Reading long lines from a file - C

This is a discussion on Reading long lines from a file - C ; Hello, I suspect this comes up quite often, but I haven't found an exact solution in the FAQ. I have to read and parse a file with arbitrarily long lines and have come up with the following plan: 1. start ...

+ Reply to Thread
Results 1 to 8 of 8

Reading long lines from a file

  1. Default Reading long lines from a file

    Hello,

    I suspect this comes up quite often, but I haven't found an exact
    solution in the FAQ. I have to read and parse a file with arbitrarily
    long lines and have come up with the following plan:

    1. start with a statically allocated buffer and a pointer of equal size
    2. read into the buffer using fgets and append to the pointer
    3. if buffer does not contain '\n', reallocate buffer and jump to 2
    4. return the pointer

    Do you see anything wrong with this? If so, how can I improve it?

    Thanks in advance,
    Vlad Dogaru

    --
    Number one reason to date an engineer:
    The world does revolve around us; we pick the coordinate system.

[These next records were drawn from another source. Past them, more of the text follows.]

PR #145, opened 2019-06-21
Adds width_bucket macro, tests and readme

### LINKED ISSUE #138: width_bucket
might it be possible to implement this:

https://docs.snowflake.net/manuals/sql-reference/functions/width_bucket.html

in a cross-database way?? would be super-cool :D

clausherther:
Closes #138 

Adds:
- `width_bucket` macro
- integration test
- updated README


drewbanin:
Thanks @clausherther - just kicked off the tests 🤞

macros/cross_db_utils/width_bucket.sql
```diff
@@ -0,0 +1,59 @@
...
+{% endmacro %}
+
+
+{% macro default__width_bucket(expr, min_value, max_value, num_buckets) -%}
+
+    {% set bin_size -%}
+    (( {{ max_value }} - {{ min_value }} ) / {{ num_buckets }} )
+    {%- endset %}
+    (
+        -- to break ties when the amount is eaxtly at the bucket egde
```
clrcrl:
```suggestion
        -- to break ties when the amount is exactly at the bucket edge
```

macros/cross_db_utils/width_bucket.sql
```diff
@@ -0,0 +1,59 @@
...
+        case
+            when 
+                mod(
+                    {{ dbt_utils.safe_cast(expr, 'decimal(28,6)') }},
```
clrcrl: So, unfortunately `decimal(28, 6)` is not a valid data type on BigQuery. Instead:
```suggestion
                   safe_cast(bin_size as numeric) }}
```
You might have to create a separate `bigquery__width_bucket` macro to implement this logic 😬

macros/cross_db_utils/width_bucket.sql
```diff
@@ -0,0 +1,59 @@
...
+                    {{ dbt_utils.safe_cast(bin_size, 'decimal(28,6)') }}
```
clrcrl:
```suggestion
                    safe_cast({{ bin_size }} as numeric)
```

macros/cross_db_utils/width_bucket.sql
```diff
@@ -0,0 +1,59 @@
...
+
+{% macro redshift__width_bucket(expr, min_value, max_value, num_buckets) -%}
+
+    {% set bin_size -%}
+    (( {{ max_value }} - {{ min_value }} ) / {{ num_buckets }} )
+    {%- endset %}
+    (
+        -- to break ties when the amount is eaxtly at the bucket egde
+        case
+            when
```
clrcrl: AFAIK, `mod` works on Redshift. Is there a reason you aren't using it here?

clrcrl: Oh I got it -- because `mod` only works on two integers. Yeesh.
```
Function "mod(numeric,numeric)" not supported.
```
Even though the [docs](https://docs.aws.amazon.com/redshift/latest/dg/r_MOD.html) indicate it should work:
> The first input parameter is an INTEGER, SMALLINT, BIGINT, or DECIMAL number. If either parameter is a DECIMAL type, the other parameter must also be a DECIMAL type.

Yikes!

  2. Default Re: Reading long lines from a file

    Vlad Dogaru said:

    > Hello,
    >
    > I suspect this comes up quite often, but I haven't found an exact
    > solution in the FAQ. I have to read and parse a file with arbitrarily
    > long lines and have come up with the following plan:
    >
    > 1. start with a statically allocated buffer and a pointer of equal
    > size 2. read into the buffer using fgets and append to the pointer
    > 3. if buffer does not contain '\n', reallocate buffer and jump to 2
    > 4. return the pointer
    >
    > Do you see anything wrong with this? If so, how can I improve it?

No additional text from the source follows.